#### EXERCISE MATERIAL ####

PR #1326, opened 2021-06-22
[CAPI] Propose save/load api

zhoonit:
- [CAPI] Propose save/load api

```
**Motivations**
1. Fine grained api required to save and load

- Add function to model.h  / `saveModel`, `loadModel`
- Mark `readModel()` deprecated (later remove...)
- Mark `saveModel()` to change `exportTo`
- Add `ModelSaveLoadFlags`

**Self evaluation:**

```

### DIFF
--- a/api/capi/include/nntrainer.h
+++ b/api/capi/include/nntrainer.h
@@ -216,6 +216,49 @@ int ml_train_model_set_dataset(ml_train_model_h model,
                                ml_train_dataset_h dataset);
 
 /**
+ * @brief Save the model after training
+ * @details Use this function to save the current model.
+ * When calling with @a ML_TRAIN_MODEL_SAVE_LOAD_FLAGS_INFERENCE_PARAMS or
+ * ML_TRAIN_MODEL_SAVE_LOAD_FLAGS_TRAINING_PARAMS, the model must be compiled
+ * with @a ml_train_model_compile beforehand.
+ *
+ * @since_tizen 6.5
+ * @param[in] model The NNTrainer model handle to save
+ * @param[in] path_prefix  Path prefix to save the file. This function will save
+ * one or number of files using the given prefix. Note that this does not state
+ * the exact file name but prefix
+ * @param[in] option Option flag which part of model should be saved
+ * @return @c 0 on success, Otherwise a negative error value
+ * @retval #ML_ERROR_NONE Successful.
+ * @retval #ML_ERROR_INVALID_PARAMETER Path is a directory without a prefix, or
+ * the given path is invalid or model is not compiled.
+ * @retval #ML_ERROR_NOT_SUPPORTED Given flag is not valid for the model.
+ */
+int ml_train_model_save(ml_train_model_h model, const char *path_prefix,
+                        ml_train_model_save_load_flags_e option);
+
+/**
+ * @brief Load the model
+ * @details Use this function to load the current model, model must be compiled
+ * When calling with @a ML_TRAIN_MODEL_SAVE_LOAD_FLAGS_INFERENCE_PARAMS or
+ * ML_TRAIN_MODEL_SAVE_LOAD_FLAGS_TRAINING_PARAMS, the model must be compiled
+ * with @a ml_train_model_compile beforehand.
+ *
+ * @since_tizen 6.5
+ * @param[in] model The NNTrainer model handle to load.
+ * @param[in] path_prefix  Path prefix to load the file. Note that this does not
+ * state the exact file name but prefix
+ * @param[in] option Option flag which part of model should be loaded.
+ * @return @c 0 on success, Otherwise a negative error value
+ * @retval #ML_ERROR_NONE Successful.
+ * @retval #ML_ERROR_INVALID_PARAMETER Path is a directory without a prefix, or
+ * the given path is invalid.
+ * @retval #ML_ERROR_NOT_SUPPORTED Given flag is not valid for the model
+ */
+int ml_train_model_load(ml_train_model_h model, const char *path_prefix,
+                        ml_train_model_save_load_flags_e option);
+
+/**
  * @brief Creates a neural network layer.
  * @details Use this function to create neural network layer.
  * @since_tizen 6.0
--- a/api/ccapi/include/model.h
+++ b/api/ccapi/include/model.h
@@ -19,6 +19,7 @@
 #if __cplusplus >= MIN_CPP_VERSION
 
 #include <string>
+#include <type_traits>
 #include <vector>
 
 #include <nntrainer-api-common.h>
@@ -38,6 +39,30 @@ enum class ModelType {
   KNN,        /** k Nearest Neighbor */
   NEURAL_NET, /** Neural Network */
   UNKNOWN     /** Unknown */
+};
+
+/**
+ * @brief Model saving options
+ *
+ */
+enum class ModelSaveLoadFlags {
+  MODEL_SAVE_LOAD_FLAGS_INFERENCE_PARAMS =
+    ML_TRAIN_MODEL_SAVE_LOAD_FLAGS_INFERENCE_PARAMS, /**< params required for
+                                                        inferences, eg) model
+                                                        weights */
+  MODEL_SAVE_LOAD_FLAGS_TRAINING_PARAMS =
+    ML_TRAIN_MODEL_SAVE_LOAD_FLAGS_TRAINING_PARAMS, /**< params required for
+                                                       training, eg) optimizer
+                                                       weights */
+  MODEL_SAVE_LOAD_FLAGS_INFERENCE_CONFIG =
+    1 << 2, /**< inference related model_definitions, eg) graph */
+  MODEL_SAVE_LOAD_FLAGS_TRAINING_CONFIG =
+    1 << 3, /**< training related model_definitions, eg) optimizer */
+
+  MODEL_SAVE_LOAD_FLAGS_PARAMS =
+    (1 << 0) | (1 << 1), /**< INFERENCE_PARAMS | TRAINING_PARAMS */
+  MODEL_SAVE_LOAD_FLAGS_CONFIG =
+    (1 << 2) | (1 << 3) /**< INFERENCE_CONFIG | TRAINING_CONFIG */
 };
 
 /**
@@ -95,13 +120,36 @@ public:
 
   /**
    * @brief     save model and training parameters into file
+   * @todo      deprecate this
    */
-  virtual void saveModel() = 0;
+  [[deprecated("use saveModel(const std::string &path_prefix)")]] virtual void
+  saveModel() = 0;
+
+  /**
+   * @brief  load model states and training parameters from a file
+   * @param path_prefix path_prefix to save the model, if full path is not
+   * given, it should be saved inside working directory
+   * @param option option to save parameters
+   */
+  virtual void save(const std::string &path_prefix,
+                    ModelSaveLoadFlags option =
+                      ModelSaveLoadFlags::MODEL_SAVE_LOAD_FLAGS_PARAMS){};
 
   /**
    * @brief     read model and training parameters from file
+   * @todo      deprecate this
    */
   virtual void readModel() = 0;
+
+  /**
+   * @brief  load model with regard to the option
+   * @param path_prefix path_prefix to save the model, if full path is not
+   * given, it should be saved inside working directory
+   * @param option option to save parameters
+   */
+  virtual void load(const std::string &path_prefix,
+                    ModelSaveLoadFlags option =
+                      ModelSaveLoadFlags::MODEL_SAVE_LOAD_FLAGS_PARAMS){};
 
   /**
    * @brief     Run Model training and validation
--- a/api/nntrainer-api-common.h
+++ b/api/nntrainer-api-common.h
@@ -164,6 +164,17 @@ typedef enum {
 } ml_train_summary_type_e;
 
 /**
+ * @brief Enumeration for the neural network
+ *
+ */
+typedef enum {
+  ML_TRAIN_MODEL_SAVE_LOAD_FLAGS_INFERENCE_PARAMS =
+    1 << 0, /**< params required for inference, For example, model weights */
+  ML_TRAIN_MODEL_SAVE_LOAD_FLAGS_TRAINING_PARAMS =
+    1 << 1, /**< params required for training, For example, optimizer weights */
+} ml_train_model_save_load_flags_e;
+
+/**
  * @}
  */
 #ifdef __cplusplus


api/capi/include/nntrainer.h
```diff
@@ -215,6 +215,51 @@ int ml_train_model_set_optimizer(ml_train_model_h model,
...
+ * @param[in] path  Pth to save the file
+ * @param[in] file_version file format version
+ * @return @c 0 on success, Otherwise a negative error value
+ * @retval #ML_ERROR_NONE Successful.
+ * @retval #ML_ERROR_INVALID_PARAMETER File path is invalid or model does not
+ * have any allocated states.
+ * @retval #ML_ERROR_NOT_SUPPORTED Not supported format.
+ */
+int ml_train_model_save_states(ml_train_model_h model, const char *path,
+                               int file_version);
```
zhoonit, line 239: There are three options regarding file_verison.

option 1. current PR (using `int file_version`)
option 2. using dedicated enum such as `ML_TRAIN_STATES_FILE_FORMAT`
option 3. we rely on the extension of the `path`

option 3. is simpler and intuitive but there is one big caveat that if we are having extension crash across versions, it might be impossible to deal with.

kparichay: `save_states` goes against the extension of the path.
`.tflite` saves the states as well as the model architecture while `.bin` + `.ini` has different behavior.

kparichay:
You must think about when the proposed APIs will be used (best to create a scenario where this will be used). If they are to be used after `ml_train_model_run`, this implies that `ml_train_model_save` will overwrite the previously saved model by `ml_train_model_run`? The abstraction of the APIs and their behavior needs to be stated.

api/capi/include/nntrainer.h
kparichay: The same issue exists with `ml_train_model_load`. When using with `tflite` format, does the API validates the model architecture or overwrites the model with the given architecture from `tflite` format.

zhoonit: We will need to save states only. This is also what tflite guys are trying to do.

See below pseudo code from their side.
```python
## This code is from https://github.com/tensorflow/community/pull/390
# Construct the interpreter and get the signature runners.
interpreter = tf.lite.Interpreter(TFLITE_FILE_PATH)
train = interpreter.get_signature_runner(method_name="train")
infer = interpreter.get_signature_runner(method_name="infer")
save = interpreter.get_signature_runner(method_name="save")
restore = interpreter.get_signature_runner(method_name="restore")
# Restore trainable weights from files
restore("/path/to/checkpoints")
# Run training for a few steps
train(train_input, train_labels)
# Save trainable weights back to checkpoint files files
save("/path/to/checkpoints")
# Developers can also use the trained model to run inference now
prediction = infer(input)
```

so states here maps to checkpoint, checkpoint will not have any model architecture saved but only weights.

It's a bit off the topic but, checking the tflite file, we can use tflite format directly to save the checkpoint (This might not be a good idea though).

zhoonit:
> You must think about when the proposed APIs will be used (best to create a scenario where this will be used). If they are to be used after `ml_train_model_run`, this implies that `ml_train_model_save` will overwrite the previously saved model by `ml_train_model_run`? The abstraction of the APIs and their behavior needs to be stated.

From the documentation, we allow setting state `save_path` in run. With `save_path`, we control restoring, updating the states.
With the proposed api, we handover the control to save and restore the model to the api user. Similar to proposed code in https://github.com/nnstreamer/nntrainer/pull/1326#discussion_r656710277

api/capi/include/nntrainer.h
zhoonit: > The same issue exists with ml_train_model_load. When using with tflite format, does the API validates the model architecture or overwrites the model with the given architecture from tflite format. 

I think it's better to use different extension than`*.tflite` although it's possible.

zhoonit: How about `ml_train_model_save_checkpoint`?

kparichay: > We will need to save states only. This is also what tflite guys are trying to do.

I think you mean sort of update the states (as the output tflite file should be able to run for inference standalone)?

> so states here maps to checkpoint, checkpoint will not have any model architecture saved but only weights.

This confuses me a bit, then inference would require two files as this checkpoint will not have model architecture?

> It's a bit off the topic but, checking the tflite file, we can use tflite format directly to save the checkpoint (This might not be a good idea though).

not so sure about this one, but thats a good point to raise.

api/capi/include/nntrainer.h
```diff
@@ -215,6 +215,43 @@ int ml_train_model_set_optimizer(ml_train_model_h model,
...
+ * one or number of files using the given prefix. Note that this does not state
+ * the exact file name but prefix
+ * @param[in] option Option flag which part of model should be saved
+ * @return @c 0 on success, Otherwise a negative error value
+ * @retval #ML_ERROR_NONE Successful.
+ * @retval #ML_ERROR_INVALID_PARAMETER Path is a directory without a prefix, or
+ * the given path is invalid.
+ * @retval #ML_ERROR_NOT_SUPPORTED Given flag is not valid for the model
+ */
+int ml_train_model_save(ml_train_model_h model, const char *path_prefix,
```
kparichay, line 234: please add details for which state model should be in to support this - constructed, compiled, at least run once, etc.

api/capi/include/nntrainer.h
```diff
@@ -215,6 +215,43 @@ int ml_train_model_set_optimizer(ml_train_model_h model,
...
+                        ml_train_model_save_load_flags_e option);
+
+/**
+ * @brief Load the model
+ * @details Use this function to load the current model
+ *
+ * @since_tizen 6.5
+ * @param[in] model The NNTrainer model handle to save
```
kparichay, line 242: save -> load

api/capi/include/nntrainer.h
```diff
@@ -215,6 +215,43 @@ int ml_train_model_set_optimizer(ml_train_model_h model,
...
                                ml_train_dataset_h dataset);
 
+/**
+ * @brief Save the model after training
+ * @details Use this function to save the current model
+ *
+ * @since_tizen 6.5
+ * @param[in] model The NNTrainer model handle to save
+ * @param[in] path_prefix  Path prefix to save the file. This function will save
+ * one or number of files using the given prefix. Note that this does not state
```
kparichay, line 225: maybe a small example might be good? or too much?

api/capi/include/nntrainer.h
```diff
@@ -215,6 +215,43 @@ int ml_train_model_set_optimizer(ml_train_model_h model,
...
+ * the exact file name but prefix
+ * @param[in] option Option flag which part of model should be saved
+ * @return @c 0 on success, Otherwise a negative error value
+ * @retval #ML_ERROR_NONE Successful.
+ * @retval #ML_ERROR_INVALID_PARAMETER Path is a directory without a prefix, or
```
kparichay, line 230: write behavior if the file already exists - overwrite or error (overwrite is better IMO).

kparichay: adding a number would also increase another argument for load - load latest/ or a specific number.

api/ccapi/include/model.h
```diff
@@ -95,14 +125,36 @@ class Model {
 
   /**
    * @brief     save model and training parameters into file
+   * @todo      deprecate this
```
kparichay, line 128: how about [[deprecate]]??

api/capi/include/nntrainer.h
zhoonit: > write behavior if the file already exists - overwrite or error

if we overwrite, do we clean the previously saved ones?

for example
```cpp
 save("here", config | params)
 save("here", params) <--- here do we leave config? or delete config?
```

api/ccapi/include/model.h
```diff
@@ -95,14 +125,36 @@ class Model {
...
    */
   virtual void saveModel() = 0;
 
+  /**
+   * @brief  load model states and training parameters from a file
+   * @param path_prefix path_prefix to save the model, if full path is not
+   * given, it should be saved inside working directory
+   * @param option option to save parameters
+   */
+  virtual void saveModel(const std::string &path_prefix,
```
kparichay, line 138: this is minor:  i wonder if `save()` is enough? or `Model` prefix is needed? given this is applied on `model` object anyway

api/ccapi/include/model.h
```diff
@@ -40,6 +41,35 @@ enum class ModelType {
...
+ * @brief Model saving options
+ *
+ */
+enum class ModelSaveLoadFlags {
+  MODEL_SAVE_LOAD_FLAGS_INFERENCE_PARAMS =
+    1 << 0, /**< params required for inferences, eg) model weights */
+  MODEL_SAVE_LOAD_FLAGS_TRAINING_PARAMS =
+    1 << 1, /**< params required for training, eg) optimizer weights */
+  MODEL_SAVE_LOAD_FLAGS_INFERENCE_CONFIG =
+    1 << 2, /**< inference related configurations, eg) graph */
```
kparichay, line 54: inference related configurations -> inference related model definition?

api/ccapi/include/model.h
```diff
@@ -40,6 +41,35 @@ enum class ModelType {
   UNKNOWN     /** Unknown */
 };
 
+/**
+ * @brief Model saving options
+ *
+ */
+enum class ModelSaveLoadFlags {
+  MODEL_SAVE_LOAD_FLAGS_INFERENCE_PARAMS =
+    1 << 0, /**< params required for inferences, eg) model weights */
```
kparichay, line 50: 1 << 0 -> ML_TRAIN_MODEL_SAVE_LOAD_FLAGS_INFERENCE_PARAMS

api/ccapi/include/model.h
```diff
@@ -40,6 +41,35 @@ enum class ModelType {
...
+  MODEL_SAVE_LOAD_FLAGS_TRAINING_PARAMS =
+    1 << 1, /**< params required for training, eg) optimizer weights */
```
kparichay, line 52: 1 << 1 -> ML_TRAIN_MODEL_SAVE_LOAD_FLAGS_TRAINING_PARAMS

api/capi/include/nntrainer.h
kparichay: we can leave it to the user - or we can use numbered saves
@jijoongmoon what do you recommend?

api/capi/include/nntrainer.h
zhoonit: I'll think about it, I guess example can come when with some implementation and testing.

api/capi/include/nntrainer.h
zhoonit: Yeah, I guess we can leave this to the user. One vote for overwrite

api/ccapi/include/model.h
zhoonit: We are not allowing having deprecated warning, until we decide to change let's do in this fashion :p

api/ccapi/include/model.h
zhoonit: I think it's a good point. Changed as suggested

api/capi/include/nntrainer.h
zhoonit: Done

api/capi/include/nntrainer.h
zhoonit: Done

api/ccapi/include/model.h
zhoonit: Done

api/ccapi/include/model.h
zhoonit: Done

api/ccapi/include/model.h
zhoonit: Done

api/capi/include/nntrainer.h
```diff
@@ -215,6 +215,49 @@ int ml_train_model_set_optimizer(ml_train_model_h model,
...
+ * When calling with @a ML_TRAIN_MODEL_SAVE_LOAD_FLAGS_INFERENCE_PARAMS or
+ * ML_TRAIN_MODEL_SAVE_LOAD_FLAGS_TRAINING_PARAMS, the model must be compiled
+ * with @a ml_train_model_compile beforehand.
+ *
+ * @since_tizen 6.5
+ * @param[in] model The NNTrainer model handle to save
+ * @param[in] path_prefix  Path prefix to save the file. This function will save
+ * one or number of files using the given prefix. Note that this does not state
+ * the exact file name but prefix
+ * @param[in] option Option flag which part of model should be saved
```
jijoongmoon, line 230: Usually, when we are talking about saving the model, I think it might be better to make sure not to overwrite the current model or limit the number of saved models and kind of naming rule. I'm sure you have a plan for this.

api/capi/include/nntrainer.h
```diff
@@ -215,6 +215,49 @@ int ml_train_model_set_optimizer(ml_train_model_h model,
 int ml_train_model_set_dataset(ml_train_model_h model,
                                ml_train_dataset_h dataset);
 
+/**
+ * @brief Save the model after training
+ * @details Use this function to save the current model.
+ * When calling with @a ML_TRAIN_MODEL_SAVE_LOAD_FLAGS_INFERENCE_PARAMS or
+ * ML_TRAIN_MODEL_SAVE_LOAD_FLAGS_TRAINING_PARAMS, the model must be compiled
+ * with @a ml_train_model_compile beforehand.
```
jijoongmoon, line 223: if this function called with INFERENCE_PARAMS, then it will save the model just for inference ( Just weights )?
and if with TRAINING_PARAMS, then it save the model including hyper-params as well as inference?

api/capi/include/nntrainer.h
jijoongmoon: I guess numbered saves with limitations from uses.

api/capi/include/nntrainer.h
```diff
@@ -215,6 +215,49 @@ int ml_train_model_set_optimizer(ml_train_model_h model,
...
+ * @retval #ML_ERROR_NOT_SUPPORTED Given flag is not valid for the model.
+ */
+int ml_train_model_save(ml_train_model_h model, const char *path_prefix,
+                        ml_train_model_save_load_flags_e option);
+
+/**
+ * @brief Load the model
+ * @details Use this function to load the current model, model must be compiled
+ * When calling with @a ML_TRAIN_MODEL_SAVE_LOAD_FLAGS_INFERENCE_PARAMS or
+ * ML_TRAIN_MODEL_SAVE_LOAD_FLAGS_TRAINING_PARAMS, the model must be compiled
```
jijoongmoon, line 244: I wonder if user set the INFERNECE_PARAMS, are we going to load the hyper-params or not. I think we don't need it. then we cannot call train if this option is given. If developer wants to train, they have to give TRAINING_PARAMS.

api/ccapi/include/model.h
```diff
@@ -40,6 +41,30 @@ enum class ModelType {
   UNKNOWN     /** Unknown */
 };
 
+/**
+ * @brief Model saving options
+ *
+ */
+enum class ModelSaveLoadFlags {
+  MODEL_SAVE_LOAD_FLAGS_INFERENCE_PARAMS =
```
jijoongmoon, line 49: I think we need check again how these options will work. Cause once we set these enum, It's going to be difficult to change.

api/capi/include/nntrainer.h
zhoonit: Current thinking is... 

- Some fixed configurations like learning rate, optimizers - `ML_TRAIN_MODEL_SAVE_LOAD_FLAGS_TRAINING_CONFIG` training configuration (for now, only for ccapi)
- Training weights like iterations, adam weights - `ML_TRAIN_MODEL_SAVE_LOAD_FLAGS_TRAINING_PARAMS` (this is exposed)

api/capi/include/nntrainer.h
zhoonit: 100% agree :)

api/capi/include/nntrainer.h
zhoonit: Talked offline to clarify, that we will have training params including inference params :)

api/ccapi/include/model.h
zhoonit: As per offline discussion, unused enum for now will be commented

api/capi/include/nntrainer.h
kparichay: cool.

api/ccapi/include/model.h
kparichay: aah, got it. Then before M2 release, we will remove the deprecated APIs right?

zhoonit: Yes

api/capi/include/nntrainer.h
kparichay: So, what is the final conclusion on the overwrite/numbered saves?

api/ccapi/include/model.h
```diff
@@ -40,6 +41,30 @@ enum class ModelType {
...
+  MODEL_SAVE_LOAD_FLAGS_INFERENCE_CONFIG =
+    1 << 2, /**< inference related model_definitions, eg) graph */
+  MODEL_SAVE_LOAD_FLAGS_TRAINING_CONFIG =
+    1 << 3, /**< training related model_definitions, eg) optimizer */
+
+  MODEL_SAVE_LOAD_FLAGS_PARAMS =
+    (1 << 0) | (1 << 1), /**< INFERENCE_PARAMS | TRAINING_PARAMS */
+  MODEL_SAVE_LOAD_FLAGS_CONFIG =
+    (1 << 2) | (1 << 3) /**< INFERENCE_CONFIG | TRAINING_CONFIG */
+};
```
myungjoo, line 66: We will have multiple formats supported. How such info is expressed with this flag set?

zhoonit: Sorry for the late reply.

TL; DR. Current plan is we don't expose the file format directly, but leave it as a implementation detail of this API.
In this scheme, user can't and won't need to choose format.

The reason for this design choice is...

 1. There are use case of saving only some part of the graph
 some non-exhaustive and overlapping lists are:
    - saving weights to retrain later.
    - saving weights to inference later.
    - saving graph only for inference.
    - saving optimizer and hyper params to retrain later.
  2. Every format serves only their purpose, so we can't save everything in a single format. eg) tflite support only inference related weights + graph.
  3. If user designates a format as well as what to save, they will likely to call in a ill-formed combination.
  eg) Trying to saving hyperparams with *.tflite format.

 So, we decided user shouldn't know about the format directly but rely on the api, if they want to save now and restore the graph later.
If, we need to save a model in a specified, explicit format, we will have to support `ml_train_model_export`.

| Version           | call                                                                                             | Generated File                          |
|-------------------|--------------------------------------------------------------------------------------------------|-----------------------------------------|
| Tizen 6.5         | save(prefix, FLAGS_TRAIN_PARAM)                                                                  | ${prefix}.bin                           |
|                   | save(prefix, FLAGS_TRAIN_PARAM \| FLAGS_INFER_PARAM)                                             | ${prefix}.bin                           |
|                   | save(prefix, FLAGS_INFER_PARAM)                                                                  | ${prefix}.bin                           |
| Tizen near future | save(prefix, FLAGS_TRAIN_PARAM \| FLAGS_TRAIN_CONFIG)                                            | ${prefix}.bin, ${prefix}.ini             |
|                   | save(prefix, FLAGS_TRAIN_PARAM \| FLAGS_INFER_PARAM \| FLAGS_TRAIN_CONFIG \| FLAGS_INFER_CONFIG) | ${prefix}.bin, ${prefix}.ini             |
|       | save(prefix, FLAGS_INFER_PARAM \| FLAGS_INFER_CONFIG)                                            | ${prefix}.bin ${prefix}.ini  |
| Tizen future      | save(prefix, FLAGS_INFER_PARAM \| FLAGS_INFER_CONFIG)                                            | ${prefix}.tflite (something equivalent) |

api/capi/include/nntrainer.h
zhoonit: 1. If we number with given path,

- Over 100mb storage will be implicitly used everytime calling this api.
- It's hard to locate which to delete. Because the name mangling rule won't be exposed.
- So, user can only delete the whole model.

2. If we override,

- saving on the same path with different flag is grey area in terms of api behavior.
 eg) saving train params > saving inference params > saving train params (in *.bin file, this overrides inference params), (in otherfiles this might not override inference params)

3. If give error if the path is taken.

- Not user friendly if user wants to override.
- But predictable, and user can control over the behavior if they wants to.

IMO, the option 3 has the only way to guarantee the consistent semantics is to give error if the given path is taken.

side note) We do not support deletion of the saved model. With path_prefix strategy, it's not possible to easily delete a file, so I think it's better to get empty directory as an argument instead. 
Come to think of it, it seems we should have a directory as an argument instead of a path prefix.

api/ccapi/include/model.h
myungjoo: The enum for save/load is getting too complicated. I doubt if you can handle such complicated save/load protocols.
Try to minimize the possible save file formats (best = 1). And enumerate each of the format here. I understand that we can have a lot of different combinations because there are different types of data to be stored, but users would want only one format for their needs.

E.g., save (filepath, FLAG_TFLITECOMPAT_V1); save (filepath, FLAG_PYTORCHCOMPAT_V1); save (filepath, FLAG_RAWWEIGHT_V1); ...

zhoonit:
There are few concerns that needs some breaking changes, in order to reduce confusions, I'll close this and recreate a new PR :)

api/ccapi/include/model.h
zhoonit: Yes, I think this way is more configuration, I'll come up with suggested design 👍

####

▶ **TASK DESCRIPTION**:
Scan the listing above, and wherever a line holds the string "void", copy that line.

▶ **EXERCISE OUTPUT**:
-  virtual void saveModel() = 0;
+  [[deprecated("use saveModel(const std::string &path_prefix)")]] virtual void
+  virtual void save(const std::string &path_prefix,
   virtual void readModel() = 0;
+  virtual void load(const std::string &path_prefix,
   virtual void saveModel() = 0;
+  virtual void saveModel(const std::string &path_prefix,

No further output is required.